To access ECR, credentials and a command for retrieving the ECR password are required.

# config
[default]
region = ap-northeast-2

# credentials
[default]
aws_access_key_id = ...
aws_secret_access_key = ...
# ecr.sh
#!/bin/sh
aws ecr --region ap-northeast-2 get-authorization-token --output text --query 'authorizationData[].authorizationToken' | base64 -d
kubectl create secret generic aws-config --from-file=config -n argocd
kubectl create secret generic aws-cred --from-file=credentials -n argocd
kubectl create configmap ecr-pwd --from-file=ecr.sh -n argocd

Then modify the argocd-image-updater Deployment to mount each Secret and ConfigMap:

containers:
  - volumeMounts:
      - mountPath: /app/.aws/config
        name: aws-config
        subPath: config
      - mountPath: /app/.aws/credentials
        name: aws-credentials
        subPath: credentials
      - mountPath: /app/aws
        name: script-volume
volumes:
  - name: aws-config
    secret:
      defaultMode: 420
      secretName: aws-config
  - name: aws-credentials
    secret:
      defaultMode: 420
      secretName: aws-cred
  - configMap:
      defaultMode: 511
      name: ecr-pwd
    name: script-volume

Argo CD

Next, Argo CD and Argo CD Image Updater need to be connected. If they are running in the same cluster and namespace, no separate Argo CD endpoint setting is required.

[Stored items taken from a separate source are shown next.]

PR #1553, opened 2021-09-23
Remove duplicate CI step from test script

Paul-Hebert:
## Overview

(The build script runs preprocess, so running preprocess manually was redundant)

## Testing

I believe we just need to confirm the CI passes.


Paul-Hebert:
Huh, maybe the preprocess is required... weird! I'll dig into this more after lunch

Paul-Hebert:
Okay, I don't get why preprocess is required, but evidently it is 🤷

PR #1556, opened 2021-09-30
Update quote styles

### LINKED ISSUE #1521: Refine blog post block quote styling

dromo77:
## Overview

This PR updates the pull quote and block quotes styles. It uses the Gutenberg block classes to apply styles so that the `blockquote` element remains fairly unopinionated. It also applies those same styles to all `blockquote` elements within the `c-comment` component.

## Screenshots

Screen Shot 2021-09-30 at 11 46 26 AM

## Testing

1. [Deploy preview](https://deploy-preview-1556--cloudfour-patterns.netlify.app/?path=/docs/vendor-wordpress-core-blocks--pullquote)

---

- Fixes #1521


src/components/comment/comment.scss
```diff
@@ -83,6 +83,23 @@
...
+  color: color.$base-gray-dark;
+}
+
+.c-comment__content blockquote cite {
+  font-style: normal;
+}
+
+.c-comment__content blockquote cite::before {
+  content: '\2014';
+}
```
tylersticka, line 101: Since these styles are repeated here and in our WordPress vendor styles, should we create a Sass mixin and/or design tokens for them?

src/components/comment/comment.scss
```diff
@@ -83,6 +83,23 @@
   margin-top: math.div(size.$rhythm-condensed, -4);
 }
 
+// We added default styles to the blockquote element using the `wp-block-quote`
+// class. We're applying those same styles here, so comment blockquotes look
+// the similar.
+
+.c-comment__content blockquote {
+  border-left: size.$edge-medium solid color.$base-gray-light;
+  color: color.$base-gray-dark;
```
tylersticka, line 92: We should include styles for our dark theme as well.

src/vendor/wordpress/core-blocks.stories.mdx
```diff
@@ -466,10 +466,12 @@ applied only if the solid color background is toggled on.
...
 <Canvas>
   <Story name="Pullquote">
-    {`<figure class="wp-block-pullquote has-background is-style-solid-color" style="background-color:#dcd7ca">
+    {`<figure class="wp-block-pullquote has-background is-style-solid-color">
         <blockquote class="has-text-color has-accent-color">
           <p>One of the hardest things to do in technology is disrupt yourself.</p>
-          <cite>Matt Mullenweg</cite>
+          <footer>
+            <cite>Matt Mullenweg</cite>
+          </footer>
```
tylersticka, line 474: Did you verify that WordPress includes the `footer` element? If not, then we probably can't modify this markup.

dromo77: I didn't, I'll double check that.

src/components/comment/comment.scss
dromo77: That's a good point, I think tokens would work well here.

dromo77: @tylersticka I added tokens for most of these styles. However, I'm having trouble using a token for `font-style: normal`. I added a token in `tokens/font/styles.json`, but I get an error when I try to use it.

src/components/comment/comment.scss
```diff
@@ -2,9 +2,24 @@
...
+
+@include theme.props() {
+  --theme-color-border-blockquote: #{color.$border-blockquote-light};
+  --theme-color-text-blockquote: #{color.$text-blockquote-light};
+}
+
+@include theme.props(dark) {
+  --theme-color-border-blockquote: #{color.$border-blockquote-dark};
+  --theme-color-text-blockquote: #{color.$text-blockquote-dark};
+}
```
tylersticka, line 21: Reading this now, I think for the text you might be able to use `--theme-color-text-muted` instead of defining new properties and tokens? See `src/base/_themes.scss`

I could see adding a new border property in the base themes as well, esp. since we're wanting to coordinate that color with comment threads.

src/components/comment/comment.scss
```diff
@@ -83,6 +98,24 @@
...
+    var(--theme-color-border-blockquote);
+  color: var(--theme-color-text-blockquote);
+}
+
+.c-comment__content blockquote cite {
+  font-style: normal;
+}
+
+.c-comment__content blockquote cite::before {
+  @include emdash.content;
```
tylersticka, line 116: Just curious if we could simplify by using an em dash directly instead of needing the `\` code?

```
content: '—';
```

src/components/comment/comment.scss
dromo77: Cool! I didn't know we had theme tokens. I updated the color and border color properties so that we're using existing tokens.

src/components/comment/comment.scss
```diff
@@ -25,6 +26,7 @@
 /// those comments visually with their parent.
 .c-comment.is-replying::after,
 .c-comment--thread::after {
+  background-color: var(--theme-color-border-kbd);
```
tylersticka, line 29: Can we create a border property specifically for this? `kbd` refers to the `kbd` element, so I'm not sure it's the most intuitive thing to use here. https://developer.mozilla.org/en-US/docs/Web/HTML/Element/kbd

If it happens to be the right color, maybe we just need to rename it wherever it's referenced to something more general.

dromo77: > I'm not sure it's the most intuitive thing to use here

Haha probably not 😆. I added a property specifically for the border color.

tylersticka (approved):
Great work, @dromo77! Thanks for weathering the rounds of feedback.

The important point is that annotations must be added to the Argo CD Application.

GitHub Token

Before configuring Argo CD, create a GitHub token with push permission and register it as a Secret in the argocd namespace:

kubectl create secret generic git-cred -n argocd \
  --from-literal=username=... \
  --from-literal=password=<TOKEN>

The token can be stored in argocd-image-updater-secret or in a separate Secret. The important part is to reference it correctly from Argo CD Image Updater.

Refer to the update methods documentation for details.

Annotations

Add annotations from the existing Application > Details > Summary page.

argocd-image-updater.argoproj.io/image-list: <AWS_ACCOUNT_ID>.dkr.ecr.<AWS_REGION>.amazonaws.com/<ECR_REPO>
argocd-image-updater.argoproj.io/org_app.allow-tags: regexp:^v\d+\.\d+\.\d+$ # vN.N.N format tags
argocd-image-updater.argoproj.io/org_app.pull-secret: ext:/app/aws/ecr.sh
argocd-image-updater.argoproj.io/org_app.update-strategy: latest # latest/newest-build
argocd-image-updater.argoproj.io/write-back-method: git:secret:argocd/git-cred # GitHub Secret

At this point, the setup is complete: when the ECR repository is updated, the image tag in the GitHub repository is automatically updated.

Argo CD Image Updater application annotations

Verifying the Flow

Initial image tag before the update

First, check the image tag v0.0.24. The 24 at the end represents the Jenkins build number. The next tag is v0.0.25, so run the 25th pipeline.

Jenkins pipeline execution

After the pipeline finishes, verify that the image has been updated in the ECR repository.

By default, Argo CD Image Updater checks registered repositories every two minutes. The Image Updater logs showed that the tag change had been reflected in GitHub.

Argo CD Image Updater logs showing the detected update

The change was applied under ./backend/overlays/dev in GitHub, and Argo CD detected the change as OutOfSync.

GitHub manifest update created by Image Updater

Argo CD OutOfSync state after the manifest update

After pressing Sync, the image was updated through the configured RollingUpdate.

Argo CD sync after image update

Updated workload after RollingUpdate

Closing

Argo CD Image Updater can connect ECR image updates to Git-based Kubernetes manifests without putting tag update logic directly into Jenkins. For non-critical environments, it provides a practical way to automate image tag updates while keeping Argo CD as the deployment control point.